It was not so long ago a typical media daily diet began with a newspaper at the end of the driveway, shifted to drive-time listening of Bloomberg Radio (or Howard Stern), went dark for most of the day until arriving home to watch the evening news with Walter Cronkite, and then finished with leisurely browsing through the latest Time magazine that arrived two weeks ago via USPS. We had a fairly predictable window of media consumption and there wasn’t much access, or time, for unimportant content.

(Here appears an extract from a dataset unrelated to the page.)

PR #1698, opened 2017-11-13
Integration with GNU screen.

nochiel:
- [x] **FIXME: BUG:** If screen session is open in >1 terminals, `screen-new` commands will create a region in the most recently connected terminal.  Expected: region should be created in the terminal that has focus. wtf!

While that multi-platform media diet that surrounds us throughout the day is still very much in existence, there has been a not-so-gradual shift in our consumption patterns over the last two decades, especially for those under 30. In particular, we’re no longer tied to specific times of content delivery, limited by format type, or dependent on an inadequate number of content providers. We get what we want, when we want it, on whatever device we choose, from thousands of “publishers.” And, most importantly, we’re getting as much as we want. In fact, we’re getting more than we want.
I don’t look back on the old days of media consumption — pre-social — with a particularly strong fondness, because I have grown to deeply appreciate the unrivaled disccovery power of the platforms. Rather than lament this transformation, I love the wonderful stories unearthed in my news feeds. Whether it’s a brilliant essay by Ta-Nehisi Coates of The Atlantic on Ferguson, Paul Ford’s sweeping explainer on writing code in Bloomberg Businessweek, or Sarah Stillman’s moving New Yorker piece on missing children…or even, the hilarious and touching video of a father and daughter doing a “rap-off,” or the eye-popping video of Mick Fanning avoiding a shark attack. Sure, if you were a subscriber to those storied magazines or an avid browser of YouTube, you might have seen all those pieces, but likely not. Without my networks, I know I would have missed many of these.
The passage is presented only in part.